We in the forest products sector were certainly glad to see the ‘wins’ in the Farm Bill. Clarification that logging roads are not point source emissions and inclusion of forest products as qualified materials under the BioPreferred Program are good news for the industry.

The $956 BILLION bill also included some funding for bioenergy and biochemicals, and for that we are grateful. But let’s put the funding level in context. The portion of funding related to bio-carbon is 0.01% of the Farm Bill, a mere $115 million annually which represents a $57 million reduction from the 2012 spending level.

To become long-term, viable options to fossil sourced energy and materials, renewable energy and biochemicals must be economically competitive. One of the roles of government is to provide economic and policy assistance to help nascent industries which are in the broader public interest to get up and running. This assistance is sometime provided through direct subsidies (like those in the Farm Bill) but can also be provided in the form of indirect subsidies such as favorable tax treatment and accounting practices.

At one point in our history, the fossil carbon industry required and received such assistance. This industry is now well established, and the companies participating in this sector are hugely successful economically. Unfortunately, many of those assistance measures put in place remain today, and by their existence, create an unlevel economic playing field in which the emerging bio-carbon industry must compete. Let’s examine the favorable financial treatments received by the fossil carbon industry compared to the recent support given to the bio-carbon industry.

The Environmental and Energy Study Institute (EESI) is a non-profit organization founded in 1984 by a bipartisan Congressional caucus and is dedicated to finding innovative and environmental and energy solutions. In June 2011, EESI published the brief Fossil Fuel Subsidies: A Closer Look at Tax Breaks, Special Accounting, and Societal Cost.

The brief points out that direct subsidies typically have a specific financial amount or are in place for a specific period of time. However, indirect subsidies are often imbedded into the tax code and continue to survive well beyond the conditions which existed at the time they were put in place. The fossil carbon industry continues to derive benefit from such indirect subsidies, and the magnitude of these indirect and hidden subsidies far exceed, in scale, any direct subsidies. As stated, the result is default financial support for fossil carbon which makes renewable carbon sources ‘appear’ to be uneconomical.

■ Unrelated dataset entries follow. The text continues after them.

PR #9105, opened 2015-08-18
Mobile Blocking Refactor

RoosterDragon:
This is a refactoring in Mobile.cs of the logic used to determine if actors block movement.

This centralises some duplicated logic in `CanMoveFreelyInto` and into `GetAvailableSubCell` into a new method and makes some minor changes to squeeze out a bit more performance as the pathfinder calls `CanMoveFreelyInto` frequently.

This is intended to have no impact on the output of these functions. This means for testing you could record a game on bleed and replaying it with this PR should not desync. That's how I tested it.

### DIFF
--- a/OpenRA.Mods.Common/Traits/Mobile.cs
+++ b/OpenRA.Mods.Common/Traits/Mobile.cs
@@ -29,6 +29,14 @@ namespace OpenRA.Mods.Common.Traits
 		All = TransientActors | BlockedByMovers
 	}
 
+	public static class CellConditionsExts
+	{
+		public static bool HasCellCondition(this CellConditions c, CellConditions cellCondition)
+		{
+			return (c & cellCondition) == cellCondition;
+		}
+	}
+
 	[Desc("Unit is able to move.")]
 	public class MobileInfo : IMoveInfo, IOccupySpaceInfo, IFacingInfo, UsesInit<FacingInit>, UsesInit<LocationInit>, UsesInit<SubCellInit>
 	{
@@ -189,9 +197,9 @@ namespace OpenRA.Mods.Common.Traits
 			if (SharesCell && world.ActorMap.HasFreeSubCell(cell))
 				return true;
 
-			if (check.HasFlag(CellConditions.TransientActors))
+			if (check.HasCellCondition(CellConditions.TransientActors))
 			{
-				var canIgnoreMovingAllies = self != null && !check.HasFlag(CellConditions.BlockedByMovers);
+				var canIgnoreMovingAllies = self != null && !check.HasCellCondition(CellConditions.BlockedByMovers);
 				var needsCellExclusively = self == null || Crushes == null || !Crushes.Any();
 				foreach (var a in world.ActorMap.GetUnitsAt(cell))
 				{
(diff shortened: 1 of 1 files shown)


OpenRA.Mods.Common/Traits/Mobile.cs
```diff
@@ -186,36 +194,48 @@ public bool CanEnterCell(World world, Actor self, CPos cell, Actor ignoreActor =
...
+
+			// If the check allows: we are not blocked by allied units moving in our direction.
+			if (!check.HasCellCondition(CellConditions.BlockedByMovers) &&
+				self != null &&
+				self.Owner.Stances[otherActor.Owner] == Stance.Ally &&
+				IsMovingInMyDirection(self, otherActor))
+				return false;
+
+			// If we cannot crush the other actor in our way, we are blocked.
+			if (self == null || Crushes == null || Crushes.Length == 0)
```
WolfGaming: The thing that irks me about this line is that we are checking this multiple times in CanMoveFreelyInto even though it doesn't ever change... I guess it is negligible but it still irks me.

OpenRA.Mods.Common/Traits/Mobile.cs
```diff
@@ -186,36 +194,48 @@ public bool CanEnterCell(World world, Actor self, CPos cell, Actor ignoreActor =
...
+				return true;
+
+			// If the other actor in our way cannot be crushed, we are blocked.
+			var crushables = otherActor.TraitsImplementing<ICrushable>();
+			if (!crushables.Any())
+				return true;
```
WolfGaming: If I remember correctly our styling says we should add an empty line after a single if statement?

OpenRA.Mods.Common/Traits/Mobile.cs
RoosterDragon: Whilst it's a touch irksome, it's certainly not a performance issue compared to grovelling through the various dictionary lookups.

OpenRA.Mods.Common/Traits/Mobile.cs
RoosterDragon: I prefer to group it since it's all related to crushability and the comment applies to the whole chunk of code, but I'll add a newline if that's the preference (we should try and find a StyleCop rule that does that, if it is indeed supposed to be the convention).

Mailaender: It is not convention and we also tend to group that in various other location as it helps with readability vs. following a blind preference. Let's try to avoid commenting on minor style issues.

Phrohdoh: A minor style issue is still a style issue and we ought to enforce consistency.

Mailaender:
Nudging and crushing seems to work as it did before. :white_check_mark:

chrisforbes:
:+1: good to go.

penev92:
[Changelog](https://github.com/OpenRA/OpenRA/wiki/Changelog-%28bleed%29/_compare/f80567f63accba61f29b991376abe393a5b2c3e7...c5fe2c8f7597976da42bddc601fe72033637e061)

The EESI brief examined cases in the following types of indirect subsidies, provided historical context for the subsidies being put in place, and estimated the financial benefit to the fossil carbon industry.

  • Direct Tax Subsidies
    • Capital Gains Treatment of Royalties on Coal Credit - Revenue Act of 1951 - $1 billion for the period 2002-2008 / Annualized $150 million
  • Other Tax Benefits
    • Domestic Manufacturing Deduction - American Jobs Creation Act of 2004 (put in place to prevent export of jobs, which of course the domestic fossil industry cannot do) - $13.2 billion for the period 2010-2019 / Annualized $1.3 billion
  • Abnormal Accounting
    • Percentage Depletion - Revenue Act of 1926 (which allows a depletion rate which exceeds actual depletion and investment life) - Annualized $1.1 billion
  • Royalty Relief
    • Deepwater Royalty Relief Act of 1995 (enacted to encourage off-shore drilling when crude was selling in the $20/barrel range)  - Annualized $1 billion (for the under royalty receipts for off-shore; does not consider under royalty receipts for development of oil and gas on federal lands)

Collectively, these provisions provide an economic benefit to the fossil carbon industry in excess of $3 billion. In light of the record profits of companies participating in this sector, there have been calls to reduce or eliminate these unneeded economic benefits. If this was done, the economic playing field between fossil carbon and above ground carbon would become more level, thereby allowing the above ground carbon sector to compete economically. And the magnitude of the economic adjustment would far exceed the level of direct support provided in the Farm Bill.